# Thermaltake Water 3.0 Performer C?



## USAFALKE (3. April 2018)

Was Haltet ihr eigentlich davon von diese kleiner Set?

Bin auf der Suche nach einem Erste Wasserkühlung Set für den Einstieg! 

Hab gelesen das diese Model schon etwas älter ist, teuch ich mich nur?

Welcher Alternative gibt es den eigentlich? 

Mein System, steht im Signatur!


----------



## claster17 (3. April 2018)

*AW: THERMALTAKE WATER 3.0 PERFORMER C?*

Wenn schon AiO, dann eine größere (ab 240mm). Von diesen kleinen kann man weder bei Leistung noch Lautstärke etwas erwarten. Zumal es Luftkühler gibt, die günstiger, stärker und trotzdem leiser sind. Einziges Problem ist dein superschmales Gehäuse.


----------



## USAFALKE (3. April 2018)

*AW: THERMALTAKE WATER 3.0 PERFORMER C?*

Ok, welcher Aio könntet man eigentlich Empfehlen, max 100€?


----------



## tobse2056 (3. April 2018)

*AW: THERMALTAKE WATER 3.0 PERFORMER C?*

Hab sie leider nicht getestet , werde es aber demnächst vielleicht . Zumindest ist wirkt die sehr interessant auf mich.

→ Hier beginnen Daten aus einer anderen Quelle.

PR #1899, opened 2023-03-01
SWATCH-965: [HOTFIX] Add MW02291 to allowlist

kahowell:
RHACS is using an additional SKU.


kahowell:
Will merge once #1898 lands

kflahert (approved):

PR #1902, opened 2023-03-02
SWATCH-1004: Update swatch-contracts package structure

lindseyburnett:


kahowell (changes requested):
This needs some further package changes:
* [x] build.gradle needs `apiPackage`, `modelPackage`, `invokerPackage` updates to `com.redhat.swatch.contract.openapi` prefix.

It also needs some visibility modifier fixes:
* [x] ContractMapper should be public
* [ ] ContractService.createContract should be public
* [ ] ContractService.updateContract should be public
* [ ] ContractService.deleteContract should be public
* [ ] BaseUnitTest should be public

One more:
* [ ] ContractMapperTest has a stale import for ContractMapper. This needs to be removed.

There might be a few more, but these were what I found.

kahowell (approved):

PR #1909, opened 2023-03-03
Remove db from swatch-db-changelog-cleanup-db clowdapp

kahowell:


kahowell:
Self-merging since it passed CI and is a mostly trivial change.

PR #1923, opened 2023-03-07
SWATCH-953: Use MapStruct @AfterMapping to populate contractUuid

lindseyburnett:


swatch-contracts/src/main/java/com/redhat/swatch/contract/model/ContractMapper.java
```diff
@@ -32,4 +40,30 @@ public interface ContractMapper {
...
+      final Contract contractDto) {
+
+    if (Objects.requireNonNullElse(contractDto.getMetrics(), new ArrayList<>()).isEmpty()) {
+      contractEntity.metrics(new HashSet<>());
+    } else {
+      var metrics =
+          contractDto.getMetrics().stream()
+              .map(
+                  (x -> {
+                    var builder = ContractMetricEntity.builder();
```
kartikshahc, line 56: We should revisit this logic later and make it simpler. We should already be getting the ContractMetric detail from dtoToContractEntity except UUID. For now this should be fine.

kartikshahc (approved):

PR #1952, opened 2023-03-14
SWATCH-1036 Adding SKU MW01624 & MW01624F3

rspagnola:
Adding SKU MW01624 - Standard: Red Hat OpenShift Platform Plus (Bare Metal Node), Standard (1-2 sockets)


barnabycourt:
@rspagnola should this include MW01624F3 as well?

barnabycourt (approved):

PR #1968, opened 2023-03-17
Read all DB config values from clowder config

kahowell:


kahowell:
Note this is scoped to just the tally clowdapp. We can follow-up and do similar in other clowdapps as well later on.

Raijintek Orcus Core RGB Komplett-Wasserkühlung - 240mm - Externe | Mindfactory.de - Hardware, 

+ Lüfter deiner Wahl.

Testberichte sind  bisher sehr Positiv und auch die Geräusch entwicklung  soll gut sein da sich die Pumpe in  den Schläuchen befindet.
Leider ist noch viel zur Langlebigkeit bekannt.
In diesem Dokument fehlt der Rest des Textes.